***** Material for this task *****
PR #3208, opened 2023-05-10
Better metadata filtering support for vector stores

Disiok:
### Summary
* Ingestion/indexing time 
  * standardize how Node data (i.e. extra_info, node_info, relationships) is represented in vector DB as metadata dict 
  * notably: store `extra_info` at top level, to allow metadata filtering (for vectorDBs that support this), store `node_info` as json blob 
  * keep old accessing logic as fallback, for backwards compatibility
* Query time
  *  do not take in metadata filter in vector store ctor (not sure why this made sense), move to be specified at query time
  *  create a standard metadata filtering interface (right now only support exact match)
  * allow implementation specific query kwargs to be injected at query time

### Follow ups
- [ ] auto vector store retriever (LLM-based parameter selection)
- [ ] [maybe] expose vector store as structured tool


llama_index/indices/vector_store/retrievers.py
```diff
@@ -47,6 +46,9 @@ def __init__(
         self._vector_store_query_mode = VectorStoreQueryMode(vector_store_query_mode)
         self._alpha = alpha
         self._doc_ids = doc_ids
+        self._filters = filters
+
+        self._kwargs: Dict[str, Any] = kwargs.get("retriever_kwargs", {})
```
logan-markewich, line 51: This feels a little weird. Should retriever kwargs be an actual kwarg in the init? I also don't see `retriever_kwargs` used anywhere 👀

llama_index/schema.py
```diff
@@ -9,6 +9,18 @@
...
+def _validate_is_flat_dict(metadata_dict: dict) -> None:
+    """
+    Validate that metadata dict is flat, 
+    and only uses str keys, and (str, int, float) values.
+    """
+    for key, val in metadata_dict.items():
+        if not isinstance(key, str):
+            raise ValueError('Metadata key must be str!')
+        if not isinstance(val, (str, int, float)):
+            raise ValueError('Value must be one of (str, int, float)')
```
logan-markewich, line 21: nit: "Value" -> "Metadata dict values"

logan-markewich: I see in the pinecone notebook, you set the theme to be a list in extra_info. Wouldn't this trigger this error? Or this requirement is only for documents?

llama_index/vector_stores/chroma.py
```diff
@@ -1,19 +1,33 @@
...
+def _to_chroma_filter(standard_filters: MetadataFilters) -> dict:
+    """Translate standard metadata filters to Chroma specific spec."""
+    filters = {}
+    for filter in standard_filters.filters:
+        filters[filter.key] = filter.value
+    return filters
+
+def _legacy_metadata_dict_to_node(metadata: dict) -> Tuple[dict, dict, dict]:
+    extra_info = metadata
+    node_info = None
```
logan-markewich, line 26: nit: should this be an empty dict for type checking?

llama_index/vector_stores/metal.py
```diff
@@ -1,13 +1,33 @@
...
+        })
+    return filters
+
+
+def _legacy_metadata_dict_to_node(metadata) -> Tuple[dict, dict, dict]:
+    if "extra_info" in metadata:
+        extra_info = json.loads(metadata["extra_info"])
+    ref_doc_id = metadata["doc_id"]
+    relationships = {DocumentRelationship.SOURCE: ref_doc_id}
+    node_info = None
```
logan-markewich, line 29: nit: type again

llama_index/vector_stores/simple.py
```diff
@@ -107,8 +101,13 @@ def delete(self, doc_id: str, **delete_kwargs: Any) -> None:
     def query(
         self,
         query: VectorStoreQuery,
+        **kwargs: Any,
     ) -> VectorStoreQueryResult:
         """Get nodes for response."""
+        if query.filters is not None:
+            raise ValueError('Metadata filters not implemented for '
+                             "SimpleVectorStore yet.")
```
logan-markewich, line 109: Future PR? Is implementing filters for the simple index a pain? lol

llama_index/vector_stores/utils.py
```diff
@@ -0,0 +1,62 @@
...
+    # json-serialize the relationships
+    relationships_str = ""
+    if node.relationships is not None:
+        relationships_str = json.dumps(node.relationships)
+    metadata["relationships"] = relationships_str
+
+    # store ref doc id at top level to allow metadata filtering
+    metadata['document_id'] = node.ref_doc_id or "None" # for Chroma
+    metadata['doc_id'] = node.ref_doc_id or "None"  # for Pinecone, Qdrant
+    metadata['ref_doc_id'] = node.ref_doc_id or "None" # for Weaviate
```
logan-markewich, line 32: No way to align the id here for all indexes hey?

logan-markewich (commented):
This looks good to me so far. Looks like it leaves the door open for filters on future index types too.

llama_index/readers/weaviate/client.py
```diff
@@ -161,11 +160,23 @@ def _to_node(entry: Dict) -> Node:
...
+    return extra_info, node_info, relationships
+
+
+def _to_node(entry: Dict) -> Node:
+    """Convert to Node."""
+    try:
+        metadata_dict = entry.copy()
+        doc_id = metadata_dict.pop("node_id")
+        extra_info, node_info, relationships = metadata_dict_to_node(metadata_dict)
+    except Exception:
```
jerryjliu, line 172: any chance we could raise a more targeted exception?

llama_index/readers/weaviate/client.py
```diff
@@ -174,51 +185,29 @@ def _to_node(entry: Dict) -> Node:
 
 def _node_to_dict(node: Node) -> dict:
```
jerryjliu, line 186: do we need this function? doesn't seem used

llama_index/readers/weaviate/client.py
```diff
@@ -174,51 +185,29 @@ def _to_node(entry: Dict) -> Node:
...
 
 def _add_node(
     client: Any, node: Node, class_prefix: str, batch: Optional[Any] = None
 ) -> str:
     """Add node."""
-    node_dict = _node_to_dict(node)
-    vector = node.embedding
+    metadata = {}
+    metadata['text'] = node.get_text()
+    metadata['node_id'] = node.get_doc_id()
```
jerryjliu, line 197: could we error if either of these two keys are in extra info already?

llama_index/vector_stores/chroma.py
jerryjliu: +1

llama_index/vector_stores/simple.py
jerryjliu: yeah probably fine to leave as future PR, makes "simple" vector store a bit less simple :)

llama_index/vector_stores/types.py
```diff
@@ -56,22 +56,34 @@ class VectorStoreQueryMode(str, Enum):
     LINEAR_REGRESSION = "linear_regression"
 
 
+@dataclass
+class ExactMatchFilter:
```
jerryjliu, line 60: so this and metadata filters are exposed to the user - can we make sure we add docstrings and document? in references at the very least and ideally in the vector store guide

llama_index/vector_stores/utils.py
Disiok: Only left for backward compatibility. The way we did things was a bit all over the place.

llama_index/indices/vector_store/retrievers.py
Disiok: Ya agreed it's kinda weird. 

I started with just directly passing the kwargs through, then I remembered that we kinda abuse kwargs, e.g. when we do index.as_query_engine(...), we pass through all kwargs to both the retriever and the response synthesizer.

So the source of the problem is there.

llama_index/readers/weaviate/client.py
Disiok: removed

llama_index/readers/weaviate/client.py
Disiok: text and node_id shouldn't be in extra_info

jerryjliu: Yes since it's user specified

llama_index/vector_stores/types.py
```diff
@@ -56,22 +57,40 @@ class VectorStoreQueryMode(str, Enum):
...
+
+
+class MetadataFilters(BaseModel):
+    """Metadata filters for vector stores.
+
+    Currently only supports exact match filters.
+    TODO: support more advanced expressions.
+    """
+
+    filters: List[ExactMatchFilter]
```
jerryjliu, line 74: forgot if i commented this already but we don't support AND and OR yet right?

jerryjliu (approved):
looks good as an initial version

llama_index/vector_stores/types.py
Disiok: correct, right now we assume AND across all the specified exact match filters.

Disiok: It's a bit trickier to define a general grammar that works with different vector stores.

llama_index/vector_stores/types.py
Disiok: Added docstring, guide, and reference

llama_index/vector_stores/pinecone.py
```diff
@@ -129,11 +132,7 @@ def __init__(
         index_name: Optional[str] = None,
         environment: Optional[str] = None,
         namespace: Optional[str] = None,
-        metadata_filters: Optional[Dict[str, Any]] = None,
```
armen-tractatus, line 132: Much of the LlamaIndex docs still refer to the legacy approach for adding metadata_filters. The docs are now inaccurate and misleading. For example:

https://gpt-index.readthedocs.io/en/latest/how_to/integrations/vector_stores.html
*****
» About this task:
Show every line above in which the word "weird" occurs.

» Solution to this problem:
logan-markewich, line 51: This feels a little weird. Should retriever kwargs be an actual kwarg in the init? I also don't see `retriever_kwargs` used anywhere 👀
Disiok: Ya agreed it's kinda weird. 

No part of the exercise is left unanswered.